Dataset entries:
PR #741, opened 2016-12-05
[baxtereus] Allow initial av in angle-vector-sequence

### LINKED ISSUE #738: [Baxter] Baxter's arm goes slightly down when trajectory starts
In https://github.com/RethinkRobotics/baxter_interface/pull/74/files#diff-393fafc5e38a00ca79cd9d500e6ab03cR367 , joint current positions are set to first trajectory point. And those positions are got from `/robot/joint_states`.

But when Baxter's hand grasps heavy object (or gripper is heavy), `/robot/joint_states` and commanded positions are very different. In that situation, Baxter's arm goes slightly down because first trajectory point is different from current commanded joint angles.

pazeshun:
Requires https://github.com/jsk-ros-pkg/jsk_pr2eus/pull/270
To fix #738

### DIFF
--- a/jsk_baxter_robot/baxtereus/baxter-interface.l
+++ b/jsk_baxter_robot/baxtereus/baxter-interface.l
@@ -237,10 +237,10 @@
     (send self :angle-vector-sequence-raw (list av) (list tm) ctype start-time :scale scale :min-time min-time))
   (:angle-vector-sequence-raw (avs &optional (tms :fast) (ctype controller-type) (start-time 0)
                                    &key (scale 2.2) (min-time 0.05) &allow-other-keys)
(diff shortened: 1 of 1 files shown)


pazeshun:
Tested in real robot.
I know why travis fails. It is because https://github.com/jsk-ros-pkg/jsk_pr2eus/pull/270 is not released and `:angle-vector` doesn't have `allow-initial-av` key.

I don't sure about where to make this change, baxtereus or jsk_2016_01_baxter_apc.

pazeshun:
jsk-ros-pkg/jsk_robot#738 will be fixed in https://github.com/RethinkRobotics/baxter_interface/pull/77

...

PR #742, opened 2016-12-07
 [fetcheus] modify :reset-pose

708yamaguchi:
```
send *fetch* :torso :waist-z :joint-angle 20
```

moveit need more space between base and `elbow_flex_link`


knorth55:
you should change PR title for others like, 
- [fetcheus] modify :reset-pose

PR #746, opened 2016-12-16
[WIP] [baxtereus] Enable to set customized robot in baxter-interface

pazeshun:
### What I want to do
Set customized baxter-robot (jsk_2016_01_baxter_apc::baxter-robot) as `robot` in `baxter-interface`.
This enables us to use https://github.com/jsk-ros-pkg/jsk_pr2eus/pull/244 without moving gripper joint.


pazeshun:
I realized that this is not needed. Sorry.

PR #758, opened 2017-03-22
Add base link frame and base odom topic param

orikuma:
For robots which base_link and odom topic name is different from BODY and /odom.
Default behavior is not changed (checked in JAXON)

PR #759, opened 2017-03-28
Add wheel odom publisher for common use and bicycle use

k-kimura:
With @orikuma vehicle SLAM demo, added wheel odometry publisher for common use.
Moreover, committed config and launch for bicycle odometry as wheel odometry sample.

--

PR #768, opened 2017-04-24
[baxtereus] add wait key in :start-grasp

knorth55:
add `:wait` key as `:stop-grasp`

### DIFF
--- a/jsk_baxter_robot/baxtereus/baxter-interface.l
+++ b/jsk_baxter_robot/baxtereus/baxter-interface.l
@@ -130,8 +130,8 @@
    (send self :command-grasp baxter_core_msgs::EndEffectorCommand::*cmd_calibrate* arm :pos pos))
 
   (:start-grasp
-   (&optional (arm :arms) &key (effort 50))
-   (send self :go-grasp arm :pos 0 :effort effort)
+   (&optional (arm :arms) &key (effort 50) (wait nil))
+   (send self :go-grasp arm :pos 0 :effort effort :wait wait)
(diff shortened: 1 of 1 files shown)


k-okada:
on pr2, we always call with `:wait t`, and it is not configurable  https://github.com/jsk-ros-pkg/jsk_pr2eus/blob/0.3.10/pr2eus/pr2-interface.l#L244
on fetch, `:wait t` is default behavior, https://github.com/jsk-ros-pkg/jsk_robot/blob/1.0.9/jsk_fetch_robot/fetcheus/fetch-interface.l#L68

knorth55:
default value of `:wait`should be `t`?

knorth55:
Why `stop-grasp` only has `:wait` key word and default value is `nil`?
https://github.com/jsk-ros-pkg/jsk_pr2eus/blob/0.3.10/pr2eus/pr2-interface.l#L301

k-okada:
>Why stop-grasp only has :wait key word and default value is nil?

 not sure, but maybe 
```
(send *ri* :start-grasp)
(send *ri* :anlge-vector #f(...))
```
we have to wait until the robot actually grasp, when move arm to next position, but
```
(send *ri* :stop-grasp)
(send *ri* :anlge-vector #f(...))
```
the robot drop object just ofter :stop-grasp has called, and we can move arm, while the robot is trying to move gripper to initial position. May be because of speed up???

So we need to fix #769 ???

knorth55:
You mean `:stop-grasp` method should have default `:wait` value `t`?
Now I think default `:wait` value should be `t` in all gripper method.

How to complete this task: Report the count of lines in the entries that contain "value". Nothing else should be given.

Written response: 5